The soft golden strands slid across his rough fingers like silk. Her head lay heavily on his lap, her body curled along the backseat of the old sedan they'd taken from the hospital. As they cruised down the highway leaving Atlanta behind them, he knew he couldn't do it anymore.
Just days before they'd been headed towards Atlanta on another highway, charging in like the cavalry, guns ready and determined to save the girl. Beth, who he'd searched for and worried over and dreamed about since the moment they'd been separated. And they had saved her, and for just a moment he'd thought things were going to be ok. Just a brief fleeting moment, before the cruel reality of the world they now lived in had taken her from him.
The guilt of having failed her was crushing.
Daryl closed his eyes and leant back against the seat behind him. He couldn't look anymore - not at the blood stained hair, or the scars or the stillness of her body. But with his eyes closed he was back in that hallway, with the scene replayed over in his mind like a slow motion movie. Her body falling, the pool of blood spreading, Dawn's panicked expression just before he took her life.
He turned to stare vacantly out the window instead, at the abandoned buildings and broken-down cars as they flashed passed. He didn't know what else was left. She was gone, and with her went all the hope he had that there may be something out there for them.
Now he couldn't even imagine it.
He didn't want to struggle and fight anymore. Making it through one gruelling day after another, just to watch as one by one they lost their friends and family. He couldn't be the last man standing.
It was time, he knew, to just let go.
But first they would bury her properly, he owed her that much. This deceptively strong girl who had shown him he could feel, and he could let someone in, only to leave him more alone than ever. He would find a field somewhere, with long grass and wild flowers, maybe even one of those big old elm trees that she liked so much. A field just like the one they had wandered through together once, which she had said reminded her of the farm. Father Gabriel would read from his bible and the others would cry and then it would be time to move on. He knew Rick would want to head north to Richmond, Noah's promise of an established community would be too much to pass up.
But he wouldn't go.
Rick would fight him of course, Carol would too, but he couldn't go with them. He'd stay behind in that field where she laid, with the long grass and the flowers and he would look up at the clear blue sky and it would be over.
Daryl reached down to hold her much smaller hand with his. Her fingers felt tiny as he threaded them together, remembering the last time they'd held hands as they mourned her father. He was lost in thought, holding her hand and stroking her hair when he felt the slight curling of her soft fingertips against his skin. He looked down at their joined hands and waited, sure his mind was deceiving him. But then it happened again. The movement of her first two fingers was just a slight fluttering, but it was definitely real.

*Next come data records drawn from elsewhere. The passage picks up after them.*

PR #2709, opened 2016-07-08
text padding possible fix

ivanpopelyshev:
need to test it

### DIFF
--- a/src/core/text/Text.js
+++ b/src/core/text/Text.js
@@ -407,14 +407,14 @@ Text.prototype.updateTexture = function ()
 
     texture.baseTexture.width = this.canvas.width / this.resolution;
     texture.baseTexture.height = this.canvas.height / this.resolution;
-    texture.orig.width = texture._frame.width = this.canvas.width / this.resolution;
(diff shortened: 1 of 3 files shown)


src/core/text/Text.js
```diff
@@ -125,14 +128,15 @@ Object.defineProperties(Text.prototype, {
...
         },
         set: function (value)
         {
             this.updateText(true);
 
-            this.scale.y = value / this._texture._frame.height;
-            this._height = value;
+            var sign = utils.sign(this.scale.x) || 1;
+            this.scale.x = sign * value / this.texture.orig.width;
+            this._width = value;
```
flashist: Is it ok that we change values of the _width and scale.x properties inside of the height setter? Was it planned this way? It looks like this is a typo and this part of the setter was just copy-pasted from the width setter.

GoodBoyDigital: Great catch @flashist aka Mr Eagle eyes! Just pushed a fix and a unit test, we should be covered now. Thanks! 👍

flashist: Thanks for the fastest fix ever!

PR #2715, opened 2016-07-13
Add NineSlicePlane.js to enable 9Slice scaling, 

whizzkid:
without the bin folder this time.

### DIFF
--- a/src/mesh/NineSlicePlane.js
+++ b/src/mesh/NineSlicePlane.js
@@ -1,0 +1,241 @@
+var DEFAULT_BORDER_SIZE= 10;
+
+var Plane = require('./Plane');
+
+/**
+ * The NineSlicePlane allows you to stretch a texture using 9-slice scaling. The corners will remain unscaled (useful
+ * for buttons with rounded corners for example) and the other areas will be scaled horizontally and or vertically
+ *  
+ *```js
+ * var Plane9 = new PIXI.NineSlicePlane(PIXI.Texture.fromImage('BoxWithRoundedCorners.png'), 15, 15, 15, 15);
+ *  ```
+ * <pre>
+ *      A                          B
+ *    +---+----------------------+---+
+ *  C | 1 |          2           | 3 |
+ *    +---+----------------------+---+
+ *    |   |                      |   |
+ *    | 4 |          5           | 6 |
+ *    |   |                      |   |
+ *    +---+----------------------+---+
+ *  D | 7 |          8           | 9 |
+ *    +---+----------------------+---+
+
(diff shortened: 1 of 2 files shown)


bigtimebuddy:
This continues the work on #2688

GoodBoyDigital:
This PR is great @whizzkid! - Keen to roll in, but have one thought.. We should probably create a 'renderCanvas' part to this. Mainly as the plane rendering implementation uses triangle / cropping in and can be quite heavy. A much lighter implementation could be used for canvas (using drawImage) What do ya think?

whizzkid:
I need to do checks for a size of minimal 1, otherwise drawImage draws nothing, or sometimes draws faint lines when when using slices with 0 width 

So i've made the drawSegments  a separate function for readability.
but, I see in the original Mesh I also need to multiply the source coords with Base.Resolution.

Now I wanted to add this to the function but then JSLint says I have too many parameters :P

I could halve the indexes that I use and use  index+1  to get the y-index of a coordinate..
or just provide the base, and get texturesource, width and height inside of drawSegment, but that would also be a little slower...

I could also do everything inline, which would make _renderCanvas bigger and uglier.

or change the projects jslint setting so that you're allowed to use a few more parameters  :)


And another optimisation could be to prerender the uvs * width, but that would require a little more memory allocated per NineSlicePlane...


What do you guys think? :)

GoodBoyDigital:
Nice! this looks all good to me :)

staff0rd:
I've found two issues with this. Now that it's merged, what's the process, add the issues as a continuation of this (closed) issue or create a new one?

### 1. Test warning when building;
~~~
src\mesh\NineSlicePlane.js
--------------------------
 W098  Line 4, Col 5  'Mesh' is defined but never used.
× 1 problem in 1 file
~~~

### 2. At runtime;
`Uncaught TypeError: Cannot read property 'x0' of null`, [here](https://github.com/pixijs/pixi.js/blob/3c3ce1200e5d0ffceb7da70c52365d841741d844/src/mesh/Plane.js#L78) because `texture._uvs` is undefined.

whizzkid:
@staff0rd I get no such errors? Just pulled the dev branch and built it.. 0 errors or warnings.

something wrong with your setup maybe? for example,  Mesh is used in line 23 so I don't know why you'd get that error.

And the runtime error is related to a separate issue #2677 which has to do with Plane not working properly with Texture.fromFrame.

I use a renderTexture as a workaround. but the issue is not in the NineSlicePlane.

whizzkid:
Removed the line. and made a PR #2751

PR #2864, opened 2016-08-25
Support for built, deployable documentation

bigtimebuddy:
## Overview

Supports building documentation to the S3 bucket. This can be useful for a couple of reasons:
- Always have a distributed up-to-date version of the documentation represented on a particular branch or release tag.
- Documentation is build and stored (archived) with each tag, so older versions of the docs are readily accessible. This makes the docs more future-forward, without having to so thoroughly capture old, deprecated APIs.

### Example 

Here's the documentation for this branch that was build by Travis:
http://s3-eu-west-1.amazonaws.com/pixi.js/cdn-docs/docs/index.html

### DIFF
--- a/.travis.yml
+++ b/.travis.yml
@@ -29,7 +29,7 @@ script:
     - npm run docs
 
 deploy:
-    provider: s3
+  - provider: s3
     access_key_id: $S3_ACCESS_KEY_ID
     secret_access_key: $S3_SECRET_ACCESS_KEY
     bucket: "pixi.js"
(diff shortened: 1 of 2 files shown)


bigtimebuddy:
As an aside, one improvement we could make to the documentation theme (jaguarjs-jsdoc) is to add the version number _somewhere_ on the header and/or title. Would make it easier to know which version you're on.

bigtimebuddy:
@GoodBoyDigital any thoughts?

GoodBoyDigital:
I think this is a fantastic idea!

PR #2870, opened 2016-08-26
Fix CanvasRenderer resolution.

YayoiAyame:
CanvasRenderer was not able to change the resolution, from v4.
Removed "rootResolution" that seems to be no effect.


englercj:
Can you rebase this onto the latest `dev` branch please?

PR #2872, opened 2016-08-27
Update README.md

xeoneux:


bigtimebuddy:
Thanks for the PR. Could you make sure to make all PRs to dev and not master. Also, I think we got this fix already.

PR #2894, opened 2016-09-01
Fix the first released versions link

mortonfox:


englercj:
Looks like this was fixed elsewhere, thanks!

PR #2904, opened 2016-09-02
Fix for graphics fast rect with multiple renderers

RoryDouglas7:
This is due to a bug where graphics fast rects do not render when there are graphics on multiple renderers.

Changed _SPRITE_TEXTURE to array with the key based on renderer.CONTEXT_UID

### DIFF
--- a/src/core/graphics/Graphics.js
+++ b/src/core/graphics/Graphics.js
@@ -177,7 +177,7 @@ function Graphics()
      */
 }
 
-Graphics._SPRITE_TEXTURE = null;
+Graphics._SPRITE_TEXTURES = [];
 
 // constructor
 Graphics.prototype = Object.create(Container.prototype);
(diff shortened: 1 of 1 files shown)


ivanpopelyshev:
what exactly is wrong in current implementation? If we cant use the same sprrite in multiple renderers, its a bug. do you have a case where latest version reenders something wrong? we just fixed a few of these isssues a week aor two ago

RoryDouglas7:
The following example is using the latest released pixi and is based on the [example here] (http://pixijs.github.io/examples/#/basics/graphics.js):

https://jsfiddle.net/kd6gL10q/3/
https://jsfiddle.net/kd6gL10q/2/

In the first example both are fast rectangles, and only one appears. In the second example the second graphic is not a fast rectangle as it has two shapes so it does appear.

I was also able to replicate this using the latest dev version of Pixi.

ivanpopelyshev:
So, we have to find why that bug happens first, then fix it. Do you have an explanation for that?

ivanpopelyshev:
OK, got it, your solution is right but its better to actually use bindRenderTarget() mechanism for that

RoryDouglas7:
Ok, I will be able to take a look in a few days. Right now I am facing a deadline so don't have the time to look properly.

ivanpopelyshev:
No problem, I'm just making alternative PR for that :) @GoodBoyDigital will decide the fate of the issue ;)

englercj:
Looks like #2963 was merged which should fix this issue.

PR #2920, opened 2016-09-06
Optimization: Less calls to gl.bindTexture() & gl.enable(gl.STENCIL_TEST)

ddude:
This is a resubmit of https://github.com/pixijs/pixi.js/pull/2919 to the proper branch this time :)


englercj:
Going to close this for the reasons we mentioned on the related gl-core thread. We may do something similar in the future, but probably differently in implementation.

He should have been expecting this, he told himself. Although she'd been shot in the head, the entry wound was high on her forehead. The bullet had probably just skimmed her brain, enough to be fatal but not enough to totally incapacitate it.
He held her hand as her fingers twitched. He knew the movement was caused by the virus taking over, but he wanted to pretend for just a moment longer. Pretend they were back in a time when holding her hand or stroking her hair would have made him feel happy and content. He'd spent his life avoiding human contact, but with her it had been easy, comfortable even. The friendly touches, arms brushing as they walked, or her head on his shoulder as she slept and become a part of who they were.
Beth began to slowly gain strength, and soon the soft fluttering was more a light squeezing of her fingers against his. As he gazed at her face he saw her lips part gently.
Daryl bought their joined hands up towards her face and gently stroked her cheek, then across her lips. The gentle movement of her lips against the soft skin of his wrist felt like a fluttering butterfly wing.
It would be easier this way. If he was bitten, he knew Rick could let him go with a clear conscience. He closed his eyes and felt a sense of peace that he had never felt before. The fight was over, wherever Beth was now, that's where he wanted to be too. The hunger, the fear, the pain - it was all in the past.
Daryl gently pressed his wrist against her lips and waited. He waited for the virus to completely take over her body, and the smell of his skin to awaken the monster within.